Landtag intern 4/2014
Informationen aus dem Landtag Nordrhein-Westfalen

Abstand zwischen Bürger und Politik verkleinern
Die Landesverfassung auf dem Prüfstand - Bürgerbeteiligung erwünscht

Das Interview führten Sonja Wand und Christoph Weißkirchen.



Erstmalig nach 60 Jahren hat der Landtag eine Kommission zur Überarbeitung der Verfassung eingesetzt. Zwar wurde diese in der Zwischenzeit mehrmals geändert (siehe Seite 10), doch geschah dies im "normalen" parlamentarischen Verfahren. Jetzt soll einmal grundsätzlich überprüft werden, ob und inwieweit Anpassungen notwendig sind. So der Auftrag des Landtags an die Kommission. Landtag Intern sprach hierüber mit Prof. Dr. Rainer Bovermann, dem Vorsitzenden der Verfassungskommission.


Li: Wie kommt es zur heutigen Verfassungskommission?

Prof. Dr. Bovermann: In den letzten Legislaturperioden hat es immer wieder Anträge zur Änderung einzelner Artikel der Verfassung gegeben, eingebracht von unterschiedlichen Fraktionen. Hinzu kommt der Wandel der gesellschaftlichen und politischen Rahmenbedingungen. Dadurch ist ein gewisser Beratungsdruck angewachsen. Auch wenn wir alle natürlich davon überzeugt sind, dass sich die Verfassung grundsätzlich bewährt hat.


Li: Ist die Landesverfassung teilweise aus der Zeit herausgewachsen?

Prof. Dr. Bovermann: Im Jahr 1950 wurde die Verfassung in einem ganz bestimmten historischen Zusammenhang verfasst und in einem Referendum angenommen. Der Untergang der ersten Demokratie in Deutschland Anfang der 30er-Jahre sowie zwölf Jahre Diktatur und Weltkrieg hatten ihre Spuren hinterlassen. Also baute man auf eine starke repräsentative Demokratie. Im Laufe der Zeit ist aber der Wunsch der Bürgerinnen und Bürger nach direkter Partizipation gewachsen. Gleichzeitig sinkt die Beteiligung an der repräsentativen Demokratie, nämlich an Wahlen. Darüber müssen wir nachdenken.


Li: Also könnten in der Verfassung künftig mehr Möglichkeiten direkter Demokratie festgeschrieben werden?

Prof. Dr. Bovermann: Das ist nur ein Aspekt, mit dem sich die Kommission beschäftigen wird. Ob die erhoffte Wirkung dann auch eintritt, ist natürlich offen.

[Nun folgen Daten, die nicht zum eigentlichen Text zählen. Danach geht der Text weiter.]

PR #115, opened 2019-06-04
- Only attempt to mount filesystems from the host that my be part of the "core system"

rjschwei:
+ Entries in fstab my include filesystems we do not care about for
    the migration, such as pointing to ISO files on local disk. Ignore such
    entries and only consider filesystems on devices

This addresses #110

### DIFF
--- a/suse_migration_services/fstab.py
+++ b/suse_migration_services/fstab.py
@@ -58,6 +58,9 @@ class Fstab(object):
                         device_path = ''.join(
                             ['/dev/disk/by-label/', device.split('=')[1]]
                         )
+                    elif device.startswith('PARTUUID'):
+                        device_path = ''.join(
+                            ['/dev/disk/by-by-partuuid/', device.split('=')[1]]
                     else:
                         device_path = device
                     self.fstab.append(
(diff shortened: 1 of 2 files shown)


rjschwei:
@schaefi @jesusbv this is one approach of dealing with the problem. Will add/fix tests if this is what we want to do. The other option is to filter by mount point, i.e. we could use:

```
system_mount_points = [ALL_MOUNT_POINTS_FROM_FHS]
for fstab_entry in fstab.get_devices():
    if fstab_entry.mountpoint not in system_mount_points:
        continue
```
The ALL_MOUNT_POINTS_FROM_FHS is defined by [1]. The list of mountpoints is rather lengthy. However the approach of using the FHS specification would make it easier to handle NFS mounts as we wouldn't have to handle "IP-ADDRESS:PATH" and "HOSTNAME:PATH", which are a bit more difficult to comprehend in the filtering loop if we ever care to handle NFS mounts.

Of course if we want to handle NFS mounts then we have a problem with the order, mounting happens before the network is up and we'd have to implement a "delayed mount" code path.

Anyway, primarily wanted to show what this could look like to avoid the issue brought in #110 which I re-opened. While I agree that we should expect a "clean" fstab file, the reality is that we are not going to get it. So IMHO we can avoid the issue by being more selective about what we mount.


[1] http://refspecs.linuxfoundation.org/FHS_3.0/fhs/index.html

schaefi:
per conversation on #110 please see my suggestion in #116

rjschwei:
Superseded by #116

Darüber hinaus ist es sinnvoll zu überlegen, wie sich unsere heutige repräsentative Demokratie erneuern kann, wie wir mehr Wissen über und Verständnis für unsere Form des Parlamentarismus erreichen können. Über die Verfassungsdiskussion im engeren Sinne hinaus betrifft diese Debatte zum Beispiel auch die Sprache der Politik und die Kommunikation mit den Bürgerinnen und Bürgern. Schließlich geht es darum, das Interesse an Politik zu wecken und vor allem junge Menschen an die Demokratie heranzuführen.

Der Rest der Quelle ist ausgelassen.